Data in this exercise.
= = = =

PR #3219, opened 2021-01-27
Store and challenge with initial supported state for ledger channels

lalexgap:
# Description
Store and challenges with the initial supported state for ledger channels.

Previously the challenge method on the wallet accepted a single unsigned state. However, that is not enough for a valid challenge proof, you need a supported state.

The solution implemented here is to:
1.  store the initial supported state for a ledger channel in the wallet.
2. When `challenge` is called used the stored initial support to create the challenge transaction.

The ledger manager protocol is now responsible for handling 1.  I've updated the `MarkLedgerFundingRequestsAsComplete` action handler to store the initial support. Since this is short-term behavior I thought that was a reasonable place and I wanted to limit the scope of the changes.

I considered storing the `initialSupport` somewhere lower in the stack like on the `store.addState`  but figured since this is temporary behavior it makes sense to avoid changing "core" functionality.

The initial support is stored in the database as an additional column so we can easily get rid of it when it's no longer needed. 

### Code quality
### Project management

### DIFF
--- a/packages/server-wallet/src/models/channel.ts
+++ b/packages/server-wallet/src/models/channel.ts
@@ -156,7 +156,7 @@ export class Channel extends Model implements RequiredColumns {
       .withGraphFetched('adjudicatorStatus')
       .first();
   }
-
+  // CHALLENGING_V0 temporary method
   static async setInitialSupport(
     channelId: string,
     support: SignedState[],
--- a/packages/server-wallet/src/models/channel.ts
+++ b/packages/server-wallet/src/models/channel.ts
@@ -8,6 +8,7 @@ import {
   Zero,
   Address,
   toNitroState,
+  SignedState,
 } from '@statechannels/wallet-core';
 import {JSONSchema, Model, Pojo, QueryContext, ModelOptions, TransactionOrKnex} from 'objection';
 import {ChannelResult, FundingStrategy} from '@statechannels/client-api-schema';
@@ -84,6 +85,8 @@ export class Channel extends Model implements RequiredColumns {
   readonly assetHolderAddress!: string; // only Ledger channels have this
   readonly fundingLedgerChannelId!: Bytes32; // only App channels funded by Ledger have this
 
+  readonly initialSupport!: SignedState[];
+
   static get jsonSchema(): JSONSchema {
     return {
       type: 'object',
@@ -142,7 +145,7 @@ export class Channel extends Model implements RequiredColumns {
     },
   };
 
-  static jsonAttributes = ['vars', 'participants'];
+  static jsonAttributes = ['vars', 'participants', 'initialSupport'];
 
   static async forId(channelId: Bytes32, txOrKnex: TransactionOrKnex): Promise<Channel> {
     return Channel.query(txOrKnex)
@@ -152,6 +155,14 @@ export class Channel extends Model implements RequiredColumns {
       .withGraphFetched('chainServiceRequests')
       .withGraphFetched('adjudicatorStatus')
       .first();
+  }
+
+  static async setInitialSupport(
+    channelId: string,
+    support: SignedState[],
+    txOrKnex: TransactionOrKnex
+  ): Promise<void> {
+    await Channel.query(txOrKnex).findOne({channelId}).patch({initialSupport: support});
   }
 
   static async setLedger(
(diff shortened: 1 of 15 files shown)


packages/server-wallet/src/wallet/__test__/challenge.test.ts
```diff
@@ -20,12 +20,28 @@ beforeEach(async () => {
...
+    vars: [stateWithHashSignedBy([alice(), bob()])({turnNum: 1})],
+    initialSupport: [stateWithHashSignedBy([alice(), bob()])({turnNum: 1})],
+  });
+  await Channel.query(w.knex).insert(c);
 
+  const {channelId} = c;
+
+  expect(c.isLedger).toBe(false);
+
+  await expect(w.challenge(channelId)).rejects.toThrow('Only ledger channels support challenging');
```
andrewgordstewart, line 35: nit: 
```suggestion
  expect(c.isLedger).toBe(false);

  await expect(w.challenge(c.channelId)).rejects.toThrow('Only ledger channels support challenging');
```

packages/server-wallet/src/wallet/__test__/challenge.test.ts
```diff
@@ -34,12 +50,9 @@ it('submits a challenge when no challenge exists for a channel', async () => {
   const current = await AdjudicatorStatusModel.getAdjudicatorStatus(w.knex, channelId);
 
   expect(current.channelMode).toEqual('Open');
-  const challengeState = {
-    ...c.channelConstants,
-    ..._.pick(c.latest, ['turnNum', 'outcome', 'appData', 'isFinal']),
-  };
-  await w.challenge(challengeState);
-  expect(spy).toHaveBeenCalledWith([expect.objectContaining(challengeState)], alice().privateKey);
+
```
andrewgordstewart, line 53: nit: can you
```suggestion
    expect(c.isLedger).toBe(true)
```
for reader clarity?

packages/server-wallet/src/models/channel.ts
```diff
@@ -154,6 +157,14 @@ export class Channel extends Model implements RequiredColumns {
       .first();
   }
 
+  static async setInitialSupport(
```
andrewgordstewart, line 160: Can you add the `CHALLENGING_V0` tag here, so we remember to remove it along with the below code?

I think that would be sufficient, since removing this would trigger a cascade of compile errors that leads to the remaining cleanup code.

packages/server-wallet/src/wallet/wallet.ts
```diff
@@ -269,21 +267,23 @@ export class SingleThreadedWallet
...
-    const channelId = calculateChannelId(challengeState);
+  async challenge(channelId: string): Promise<SingleChannelOutput> {
     const response = WalletResponse.initialize();
 
     await this.knex.transaction(async tx => {
       const channel = await this.store.getChannel(channelId, tx);
       if (!channel) {
         throw new Error(`No channel found for channel id ${channelId}`);
       }
+      if (!channel.isLedger) {
```
andrewgordstewart, line 278: Maybe this also needs a `CHALLENGING_V0` comment?

packages/server-wallet/src/wallet/wallet.ts
```diff
@@ -142,7 +140,7 @@ export class SingleThreadedWallet
 
     if (!valid) {
       errors.forEach(error =>
-        this.logger.error({error}, `Validation error occured ${error.message}`)
+        this.logger.error({error}, `Validation error occurred ${error.message}`)
```
andrewgordstewart, line 143: I think `err` is the magic keyword for pino, which triggers to use [the `pino-std-serializers/err` serializer](https://github.com/pinojs/pino-std-serializers#exportserrerror)

```suggestion
        this.logger.error({err: error}, `Validation error occurred ${error.message}`)
```

andrewgordstewart (approved):
🔥

packages/server-wallet/src/wallet/wallet.ts
lalexgap: Done in 26da120

packages/server-wallet/src/models/channel.ts
lalexgap: Done in 26da120

packages/server-wallet/src/wallet/__test__/challenge.test.ts
lalexgap: Done in b5544fe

= = = =

Your objective. With the first line being the one containing "The solution implemented" and the last line the one containing "the challenge transaction.", transcribe exactly the lines above that fall in that range.

Result of this task.
The solution implemented here is to:
1.  store the initial supported state for a ledger channel in the wallet.
2. When `challenge` is called used the stored initial support to create the challenge transaction.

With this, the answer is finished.